[Collected data]:
((

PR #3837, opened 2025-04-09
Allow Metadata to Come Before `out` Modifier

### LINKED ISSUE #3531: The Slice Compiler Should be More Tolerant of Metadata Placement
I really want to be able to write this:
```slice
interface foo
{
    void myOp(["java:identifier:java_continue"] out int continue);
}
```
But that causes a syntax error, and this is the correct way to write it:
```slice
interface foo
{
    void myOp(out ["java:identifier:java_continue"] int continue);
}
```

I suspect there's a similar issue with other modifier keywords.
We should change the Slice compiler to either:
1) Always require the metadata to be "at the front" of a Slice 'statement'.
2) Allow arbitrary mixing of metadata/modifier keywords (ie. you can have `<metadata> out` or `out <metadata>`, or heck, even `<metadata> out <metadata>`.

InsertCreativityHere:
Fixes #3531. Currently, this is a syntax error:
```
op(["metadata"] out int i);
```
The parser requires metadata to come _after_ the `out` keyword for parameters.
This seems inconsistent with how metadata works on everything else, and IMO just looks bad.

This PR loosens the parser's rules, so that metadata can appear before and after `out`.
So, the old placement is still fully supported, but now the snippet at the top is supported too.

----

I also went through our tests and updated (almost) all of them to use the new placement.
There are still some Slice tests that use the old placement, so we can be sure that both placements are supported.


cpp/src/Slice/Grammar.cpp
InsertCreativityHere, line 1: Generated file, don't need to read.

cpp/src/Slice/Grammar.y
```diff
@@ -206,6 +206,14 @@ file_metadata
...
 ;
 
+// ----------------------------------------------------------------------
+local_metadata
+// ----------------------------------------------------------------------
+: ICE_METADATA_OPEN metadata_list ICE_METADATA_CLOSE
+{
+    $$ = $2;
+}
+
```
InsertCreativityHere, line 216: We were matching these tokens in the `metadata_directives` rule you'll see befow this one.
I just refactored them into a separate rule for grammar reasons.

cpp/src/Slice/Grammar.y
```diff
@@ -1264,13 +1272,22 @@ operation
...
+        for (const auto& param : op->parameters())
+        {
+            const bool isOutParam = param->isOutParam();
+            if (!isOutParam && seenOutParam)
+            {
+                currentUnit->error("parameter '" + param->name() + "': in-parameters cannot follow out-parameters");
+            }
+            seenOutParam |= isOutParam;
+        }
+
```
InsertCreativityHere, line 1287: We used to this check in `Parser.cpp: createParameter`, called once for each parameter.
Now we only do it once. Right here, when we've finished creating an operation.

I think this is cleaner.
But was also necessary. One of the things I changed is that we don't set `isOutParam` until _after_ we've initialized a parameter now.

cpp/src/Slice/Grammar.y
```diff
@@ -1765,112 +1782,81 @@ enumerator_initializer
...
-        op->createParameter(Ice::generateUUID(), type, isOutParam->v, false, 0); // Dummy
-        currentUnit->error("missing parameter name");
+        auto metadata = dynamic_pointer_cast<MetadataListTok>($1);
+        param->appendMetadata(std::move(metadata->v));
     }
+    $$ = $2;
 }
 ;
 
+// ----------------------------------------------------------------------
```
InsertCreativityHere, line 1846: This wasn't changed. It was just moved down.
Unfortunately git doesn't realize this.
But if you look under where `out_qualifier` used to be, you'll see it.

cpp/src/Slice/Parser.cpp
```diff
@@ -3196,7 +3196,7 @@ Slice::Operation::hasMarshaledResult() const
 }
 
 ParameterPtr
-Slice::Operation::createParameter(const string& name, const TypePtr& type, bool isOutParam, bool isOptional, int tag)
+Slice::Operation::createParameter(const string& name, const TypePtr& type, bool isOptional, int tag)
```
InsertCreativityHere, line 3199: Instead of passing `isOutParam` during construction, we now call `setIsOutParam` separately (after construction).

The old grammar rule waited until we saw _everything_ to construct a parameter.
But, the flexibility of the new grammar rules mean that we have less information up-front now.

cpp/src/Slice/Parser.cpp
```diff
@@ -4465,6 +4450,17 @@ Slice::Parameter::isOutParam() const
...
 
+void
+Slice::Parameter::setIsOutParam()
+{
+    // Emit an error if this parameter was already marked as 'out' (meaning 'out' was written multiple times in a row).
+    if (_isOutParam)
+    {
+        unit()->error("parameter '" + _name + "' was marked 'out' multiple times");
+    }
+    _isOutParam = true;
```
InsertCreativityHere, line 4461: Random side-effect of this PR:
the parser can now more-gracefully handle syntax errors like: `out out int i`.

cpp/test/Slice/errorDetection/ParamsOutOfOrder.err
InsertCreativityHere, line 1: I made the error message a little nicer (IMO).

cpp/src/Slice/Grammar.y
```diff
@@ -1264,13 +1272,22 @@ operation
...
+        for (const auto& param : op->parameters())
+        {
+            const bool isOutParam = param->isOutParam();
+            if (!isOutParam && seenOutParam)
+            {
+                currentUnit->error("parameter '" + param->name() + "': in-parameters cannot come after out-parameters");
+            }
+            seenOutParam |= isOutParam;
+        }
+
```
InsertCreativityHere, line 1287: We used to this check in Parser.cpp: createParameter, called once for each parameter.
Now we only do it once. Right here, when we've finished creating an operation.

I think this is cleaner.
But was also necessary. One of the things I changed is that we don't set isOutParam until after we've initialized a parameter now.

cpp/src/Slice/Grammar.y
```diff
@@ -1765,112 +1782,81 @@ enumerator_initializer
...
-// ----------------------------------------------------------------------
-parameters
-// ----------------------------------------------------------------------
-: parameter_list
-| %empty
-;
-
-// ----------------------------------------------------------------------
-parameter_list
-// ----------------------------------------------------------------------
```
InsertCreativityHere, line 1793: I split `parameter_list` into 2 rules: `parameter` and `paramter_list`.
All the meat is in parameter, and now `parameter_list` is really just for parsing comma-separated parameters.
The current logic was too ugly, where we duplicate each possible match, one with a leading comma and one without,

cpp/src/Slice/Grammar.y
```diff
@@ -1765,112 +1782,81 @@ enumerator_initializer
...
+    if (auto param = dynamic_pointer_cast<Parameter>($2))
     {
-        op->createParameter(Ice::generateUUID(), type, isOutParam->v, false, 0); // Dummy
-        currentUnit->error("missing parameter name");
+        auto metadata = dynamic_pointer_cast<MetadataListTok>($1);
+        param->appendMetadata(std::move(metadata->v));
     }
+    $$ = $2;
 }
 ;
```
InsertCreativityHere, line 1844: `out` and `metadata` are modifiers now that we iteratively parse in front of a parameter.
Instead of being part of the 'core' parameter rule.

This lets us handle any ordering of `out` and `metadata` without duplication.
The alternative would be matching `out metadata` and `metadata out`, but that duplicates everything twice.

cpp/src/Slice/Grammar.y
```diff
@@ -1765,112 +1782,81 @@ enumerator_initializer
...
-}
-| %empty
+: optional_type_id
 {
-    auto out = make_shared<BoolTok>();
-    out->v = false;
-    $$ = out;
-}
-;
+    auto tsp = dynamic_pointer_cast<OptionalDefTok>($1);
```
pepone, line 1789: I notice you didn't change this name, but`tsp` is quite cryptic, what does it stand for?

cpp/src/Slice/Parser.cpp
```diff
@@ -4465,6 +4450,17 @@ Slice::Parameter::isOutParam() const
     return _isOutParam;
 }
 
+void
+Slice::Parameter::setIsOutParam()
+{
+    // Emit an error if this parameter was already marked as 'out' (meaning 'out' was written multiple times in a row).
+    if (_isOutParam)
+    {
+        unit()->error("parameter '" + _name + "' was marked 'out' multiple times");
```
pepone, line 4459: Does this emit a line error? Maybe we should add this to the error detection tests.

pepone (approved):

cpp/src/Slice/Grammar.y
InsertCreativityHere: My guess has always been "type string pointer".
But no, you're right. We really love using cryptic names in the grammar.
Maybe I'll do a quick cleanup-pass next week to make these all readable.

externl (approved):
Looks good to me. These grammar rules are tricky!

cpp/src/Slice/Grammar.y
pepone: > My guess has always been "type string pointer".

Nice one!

))
((

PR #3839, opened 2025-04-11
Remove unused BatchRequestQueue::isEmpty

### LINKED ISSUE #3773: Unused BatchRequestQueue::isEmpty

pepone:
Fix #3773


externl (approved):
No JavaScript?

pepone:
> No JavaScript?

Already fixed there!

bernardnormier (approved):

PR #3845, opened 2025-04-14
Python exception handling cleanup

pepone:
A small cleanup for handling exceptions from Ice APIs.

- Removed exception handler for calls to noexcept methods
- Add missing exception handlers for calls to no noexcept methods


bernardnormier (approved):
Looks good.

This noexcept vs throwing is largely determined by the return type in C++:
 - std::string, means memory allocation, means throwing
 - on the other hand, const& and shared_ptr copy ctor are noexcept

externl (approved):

))
((

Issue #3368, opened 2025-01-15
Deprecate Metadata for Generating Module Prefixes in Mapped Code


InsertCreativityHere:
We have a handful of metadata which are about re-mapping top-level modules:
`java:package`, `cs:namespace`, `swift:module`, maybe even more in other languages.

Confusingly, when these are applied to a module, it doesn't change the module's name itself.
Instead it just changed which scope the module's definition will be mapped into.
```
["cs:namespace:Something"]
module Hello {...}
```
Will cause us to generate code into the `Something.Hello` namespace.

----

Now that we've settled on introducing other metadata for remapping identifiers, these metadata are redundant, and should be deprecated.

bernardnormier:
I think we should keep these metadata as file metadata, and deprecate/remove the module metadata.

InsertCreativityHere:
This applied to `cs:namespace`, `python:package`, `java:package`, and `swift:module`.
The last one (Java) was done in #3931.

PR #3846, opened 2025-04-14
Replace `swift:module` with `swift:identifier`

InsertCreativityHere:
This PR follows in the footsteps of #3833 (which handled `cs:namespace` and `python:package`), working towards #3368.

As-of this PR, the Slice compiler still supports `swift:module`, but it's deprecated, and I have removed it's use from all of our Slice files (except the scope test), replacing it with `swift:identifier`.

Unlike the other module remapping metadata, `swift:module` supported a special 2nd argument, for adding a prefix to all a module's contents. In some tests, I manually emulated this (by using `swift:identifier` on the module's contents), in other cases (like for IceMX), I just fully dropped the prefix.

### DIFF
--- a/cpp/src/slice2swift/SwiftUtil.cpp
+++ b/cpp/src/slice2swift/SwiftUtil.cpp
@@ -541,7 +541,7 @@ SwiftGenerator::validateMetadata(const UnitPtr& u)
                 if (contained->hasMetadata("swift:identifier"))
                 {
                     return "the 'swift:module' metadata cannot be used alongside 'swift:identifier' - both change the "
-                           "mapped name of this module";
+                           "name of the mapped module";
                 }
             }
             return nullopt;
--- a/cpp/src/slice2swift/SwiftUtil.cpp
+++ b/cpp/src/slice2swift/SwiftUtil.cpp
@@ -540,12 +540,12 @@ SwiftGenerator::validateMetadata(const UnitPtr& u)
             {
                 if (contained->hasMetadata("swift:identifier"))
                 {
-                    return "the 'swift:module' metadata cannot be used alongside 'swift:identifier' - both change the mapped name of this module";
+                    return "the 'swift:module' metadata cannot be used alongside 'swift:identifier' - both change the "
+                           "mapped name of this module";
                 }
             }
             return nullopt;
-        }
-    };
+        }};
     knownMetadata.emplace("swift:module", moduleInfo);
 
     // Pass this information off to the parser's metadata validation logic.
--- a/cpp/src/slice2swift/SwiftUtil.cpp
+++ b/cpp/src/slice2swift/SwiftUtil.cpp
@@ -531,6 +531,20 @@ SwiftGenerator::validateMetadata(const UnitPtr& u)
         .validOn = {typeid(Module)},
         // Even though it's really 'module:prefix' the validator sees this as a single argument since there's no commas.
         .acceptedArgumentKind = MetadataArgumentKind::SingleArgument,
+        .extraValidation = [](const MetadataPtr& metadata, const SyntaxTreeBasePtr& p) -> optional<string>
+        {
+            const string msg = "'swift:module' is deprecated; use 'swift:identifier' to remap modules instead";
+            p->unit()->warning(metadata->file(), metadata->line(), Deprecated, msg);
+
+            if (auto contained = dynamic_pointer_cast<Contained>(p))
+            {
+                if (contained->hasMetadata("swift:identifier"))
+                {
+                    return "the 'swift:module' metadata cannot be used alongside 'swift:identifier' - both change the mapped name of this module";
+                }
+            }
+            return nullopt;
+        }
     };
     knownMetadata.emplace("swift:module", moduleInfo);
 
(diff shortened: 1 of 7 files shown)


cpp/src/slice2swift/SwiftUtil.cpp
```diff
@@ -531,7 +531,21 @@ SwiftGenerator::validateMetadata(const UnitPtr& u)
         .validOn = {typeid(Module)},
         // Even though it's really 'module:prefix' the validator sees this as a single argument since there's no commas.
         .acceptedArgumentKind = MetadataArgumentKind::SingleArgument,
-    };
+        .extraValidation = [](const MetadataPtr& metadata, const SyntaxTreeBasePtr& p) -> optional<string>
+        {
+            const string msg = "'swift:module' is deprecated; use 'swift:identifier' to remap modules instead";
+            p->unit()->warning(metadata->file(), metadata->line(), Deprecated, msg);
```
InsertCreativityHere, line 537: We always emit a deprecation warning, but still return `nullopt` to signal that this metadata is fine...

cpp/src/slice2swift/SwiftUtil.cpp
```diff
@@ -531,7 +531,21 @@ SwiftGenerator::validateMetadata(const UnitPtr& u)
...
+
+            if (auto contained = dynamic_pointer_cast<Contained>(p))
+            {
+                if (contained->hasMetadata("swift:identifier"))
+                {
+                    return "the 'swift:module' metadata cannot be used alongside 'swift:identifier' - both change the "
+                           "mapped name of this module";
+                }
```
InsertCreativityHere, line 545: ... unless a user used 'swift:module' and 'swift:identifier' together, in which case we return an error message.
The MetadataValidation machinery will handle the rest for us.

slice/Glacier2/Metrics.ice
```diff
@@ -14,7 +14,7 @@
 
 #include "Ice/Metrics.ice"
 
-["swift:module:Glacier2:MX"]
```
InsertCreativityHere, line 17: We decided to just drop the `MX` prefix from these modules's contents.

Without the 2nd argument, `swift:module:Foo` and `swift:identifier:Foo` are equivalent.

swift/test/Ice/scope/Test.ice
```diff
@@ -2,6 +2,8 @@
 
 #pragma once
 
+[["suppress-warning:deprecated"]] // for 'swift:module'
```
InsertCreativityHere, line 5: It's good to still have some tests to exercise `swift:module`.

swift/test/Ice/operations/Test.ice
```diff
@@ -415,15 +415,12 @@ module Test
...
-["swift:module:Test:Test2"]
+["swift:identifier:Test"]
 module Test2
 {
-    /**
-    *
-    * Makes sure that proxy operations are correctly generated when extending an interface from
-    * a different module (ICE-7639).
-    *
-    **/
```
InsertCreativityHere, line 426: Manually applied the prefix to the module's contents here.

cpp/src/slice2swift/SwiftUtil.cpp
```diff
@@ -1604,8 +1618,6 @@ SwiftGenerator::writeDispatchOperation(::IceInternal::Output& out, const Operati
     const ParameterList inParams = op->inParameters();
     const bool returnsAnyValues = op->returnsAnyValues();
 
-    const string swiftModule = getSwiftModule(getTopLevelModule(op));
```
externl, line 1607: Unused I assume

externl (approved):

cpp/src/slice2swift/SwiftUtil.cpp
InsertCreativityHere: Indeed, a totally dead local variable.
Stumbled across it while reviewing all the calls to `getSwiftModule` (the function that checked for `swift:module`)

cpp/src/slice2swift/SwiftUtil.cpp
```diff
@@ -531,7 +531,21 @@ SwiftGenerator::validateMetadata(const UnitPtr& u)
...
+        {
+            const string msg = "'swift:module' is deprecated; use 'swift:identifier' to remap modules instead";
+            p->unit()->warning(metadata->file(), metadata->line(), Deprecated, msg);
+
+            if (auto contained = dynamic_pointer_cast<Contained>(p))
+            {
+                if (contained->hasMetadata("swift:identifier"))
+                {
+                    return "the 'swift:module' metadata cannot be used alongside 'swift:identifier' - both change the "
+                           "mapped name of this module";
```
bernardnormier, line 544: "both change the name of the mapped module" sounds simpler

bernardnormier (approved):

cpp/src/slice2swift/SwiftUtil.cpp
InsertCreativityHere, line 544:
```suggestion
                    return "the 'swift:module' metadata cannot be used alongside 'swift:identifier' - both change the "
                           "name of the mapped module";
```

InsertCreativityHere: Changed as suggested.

))

[Task statement]:
The expected answer is an exact copy of the lines above, beginning at the line with "PR #3846, opened 2025-04-14" and ending at the line with "Unlike the other", with both ends in.

[Exercise output]:
PR #3846, opened 2025-04-14
Replace `swift:module` with `swift:identifier`

InsertCreativityHere:
This PR follows in the footsteps of #3833 (which handled `cs:namespace` and `python:package`), working towards #3368.

As-of this PR, the Slice compiler still supports `swift:module`, but it's deprecated, and I have removed it's use from all of our Slice files (except the scope test), replacing it with `swift:identifier`.

Unlike the other module remapping metadata, `swift:module` supported a special 2nd argument, for adding a prefix to all a module's contents. In some tests, I manually emulated this (by using `swift:identifier` on the module's contents), in other cases (like for IceMX), I just fully dropped the prefix.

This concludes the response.